There's a whole conversation about disability in there, but I don't know how to have it. Yet.

Thursday 12 May 2022

the trauma of Susan Pevensie

People have a lot of trauma over Susan Pevensie.

A lot of trauma.

I just always figured that if Aslan let the young Calormen Tarkhan into The Everlasting Lands, then if Susan wanted to come, Aslan wouldn't stand in her way.

But Susan turns and walks away from Narnia off her own two feet - she doesn't even believe in Narnia anymore, so why would she want to come back - and everyone's on Aslan's case. (Or CS Lewis'.) Lipstick and nylons is the excuse she gives for walking away, not the reason that she was shut out: to Susan these things are more real to her than talking animals and a resurrected lion.

Did CS Lewis have issues with the 'lipstick and nylons' crowd? Sure. But even if Susan worked a perfectly boring job and was your standard 50s office drone, yet turned her back on Narnia, then she still wouldn't be interested in the everlasting lands.

For me, Susan's Choice is the simplest thing about The Last Battle. All the other stuff? The comparative metaphors of fake lions and donkeys and, oh, I can't even remember half of it all? The weird timelines? The stable and the dwarves trapped in their own minds? The talking creatures who ceased to talk? Actual Tash coming for the Calormene guy? That's the fucked up shit.

To me, it's not Susan Got Shut Out Of Narnia, Boohoo it's Susan Chose Something Else, That's Her Right. And Aslan respects that right. He doesn't go and drag Susan back to Narnia; he lets her make her own judgement and walk away from the door instead of stepping through it.

I mean, I have no obligation to leave a party invitation standing to someone who thinks I'm stupid and imaginary.

The other thing is that I'm not Aslan. Is the door still open for Susan? Maybe. But I think of all the times Aslan says "I am telling nobody's story but their own". Which is basically, "Mind your own biz, this is between me and the other person."

Monday 9 May 2022

why we don't have room for anything they'd recognise as 'love'

There was a conversation over at MF's FB over the statement: "the church should be famous for its love".

And I noted

Where too often "LOVE" is translated a "you're dirty and awful and nasty and should be glad that the God of heaven cares for you (through the [self-]righteous mouthings of his people)..."

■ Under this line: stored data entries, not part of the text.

PR #697, opened 2019-04-02
Bechmarking with kube-mark

Rajadeepan:
**What this PR does / why we need it**:
   Kubemark is integrated with kube-batch
   Test cases added to run density test on kubemark cluster
**Which issue(s) this PR fixes** *(optional, in `fixes #<issue number>(, fixes #<issue_number>, ...)` format, will close the issue(s) when PR gets merged)*:
Fixes #
https://github.com/kubernetes-sigs/kube-batch/issues/427
**Special notes for your reviewer**:

PR #810, opened 2019-04-20
Add kubemark support

TommyLike:
Add kubemark cluster script and density test

**Release note**:

```release-note

```

For #697


TommyLike:
Only conflicts are resolved and integrated into makefile, need testing on GCE to see if it's actually work.

PR #811, opened 2019-04-21
Automated cherry pick of #809: Prevent memory leak

k82cn:
Cherry pick of #809 on release-0.4.

#809: Prevent memory leak

### DIFF
--- a/pkg/scheduler/cache/cache.go
+++ b/pkg/scheduler/cache/cache.go
@@ -482,6 +482,8 @@ func (sc *SchedulerCache) processCleanupJob() {
 		return
 	}
 
+	defer sc.deletedJobs.Done(obj)
+
 	job, found := obj.(*kbapi.JobInfo)
 	if !found {
 		glog.Errorf("Failed to convert <%v> to *JobInfo", obj)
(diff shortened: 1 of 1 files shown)


pkg/scheduler/cache/cache.go
```diff
@@ -482,6 +482,8 @@ func (sc *SchedulerCache) processCleanupJob() {
 		return
 	}
 
+	defer sc.deletedJobs.Done(obj)
```
hex108, line 485: If there is something error in line 496, we'll try to delete it in line 501. If we defer delete it, it will be deleted at last, line 501 will take no effort.

k82cn: `deleteJob` will add it to `deletedJob` queue, as `Done` is not executed, it's only marked as dirty in queue :)

k82cn: oh, there's still an issue that after `delete(sc.Jobs, job.UID)`, we should forget job in reateLimitedQueue.

@hzxuzhonghu

hzxuzhonghu: The forget  method for `DefaultControllerRateLimiter` is empty, have no effect. 

```
func (r *BucketRateLimiter) Forget(item interface{}) {
}

```

k82cn: It's better to include to align with its description in interface.

PR #812, opened 2019-04-21
Added Queue status.

k82cn:

**Release note**:
```release-note
Added number of PodGroup in different state.
```


config/crds/scheduling_v1alpha1_podgroup.yaml
```diff
@@ -41,3 +41,11 @@ spec:
           type: object
       type: object
   version: v1alpha1
+  subresources:
+    status: {}
+status:
```
hex108: We could omit it if all fields are empty?

k82cn: if omit, `UpdateStatus` will not work :)

hex108: Then it is OK. :) 

But in my CRD use case,
```
  subresources:
    status: {}
```
is enough.

k82cn: great to know, I'll remove the other part :)

k82cn: done

hex108:
LGTM

Issue #774, opened 2019-04-15
vkctrl enhancement


k82cn:
**Is this a BUG REPORT or FEATURE REQUEST?**:

/kind bug

**Description**:

There're several enhancements need to do for `vkctl`:

1. Add enough help message when `vkctl job -h`
1. Add `view` sub-command for job
1. Add `queue` sub-command

asifdxtreme:
cc @Rajadeepan

PR #820, opened 2019-04-22
Adding subcommand queue create and list to vkctl

Rajadeepan:
       Adding subcommand queue create and list to vkctl
Fixes # https://github.com/kubernetes-sigs/kube-batch/issues/774
image

### DIFF
--- a/pkg/cli/queue/common.go
+++ b/pkg/cli/queue/common.go
@@ -1,0 +1,39 @@
+/*
+Copyright 2019 The Kubernetes Authors.
+
+Licensed under the Apache License, Version 2.0 (the "License");
+you may not use this file except in compliance with the License.
+You may obtain a copy of the License at
+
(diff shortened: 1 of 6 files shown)


pkg/cli/queue/common.go
```diff
@@ -0,0 +1,39 @@
...
+)
+
+type commonFlags struct {
+	Master        string
+	Kubeconfig    string
+	SchedulerName string
+}
+
+func initFlags(cmd *cobra.Command, cf *commonFlags) {
+	cmd.Flags().StringVarP(&cf.SchedulerName, "scheduler", "", "vn-scheduler", "the scheduler for this job")
```
hex108: `vn-scheduler` or `kube-batch`?

k82cn: should be `kube-batch`

Rajadeepan: updated with kube-batch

I've been wondering the last couple of years that maybe most of us Christians don't actually believe "in Christ alone". There's always a "and you must" clause.

"And you must prioritise the unborn, the nuclear family, the legality of the gospel, the rights of Christians and the church, the moral Christianising of the law, and your life must look like an western middle-class aspirational life...

Do all this in the name of Jesus Christ and you will surely inherit the kingdom of God!"

The bit that I didn't add was:

I am starting to wonder if it's a by-product "fear of losing their salvation by too-close association with The World"? Even (especially?) in certain Christian circles (*coughs*SydneyEvangelicalism*cough*), the implications have persisted that if you follow the "wrong" path on opinions of everything from homosexuality to abortion to transgenderism then your very salvation is imperilled. And yet at the same time, the leaders attempt to reassure me that "my hope is built on nothing less..."

If my salvation is in Christ's hands alone - if nothing I can do or think other than repudiation of His gift of grace will keep me from the love of God (in Jesus Christ) - then I have no fear of walking out into The World and dispensing the love and support that God has graced me with no matter to whom, or even whether it enables further sinfulness in those I love in my actions. His grace is sufficient for me, and also for them, and I trust in that as I witness to others in ways that 'The Church' may not generally approve.

However, if I feel like my salvation (and, indeed, my church acceptance) is based on my reputation within the church, on the way I vote, on my policy opinions regarding hotbutton culture topics, on my association with the right kind of people in a world of sinners...then, yes, I will not just reject the worldview of the world, but reject the people of the world because they represent my likely rivening from the grace of God.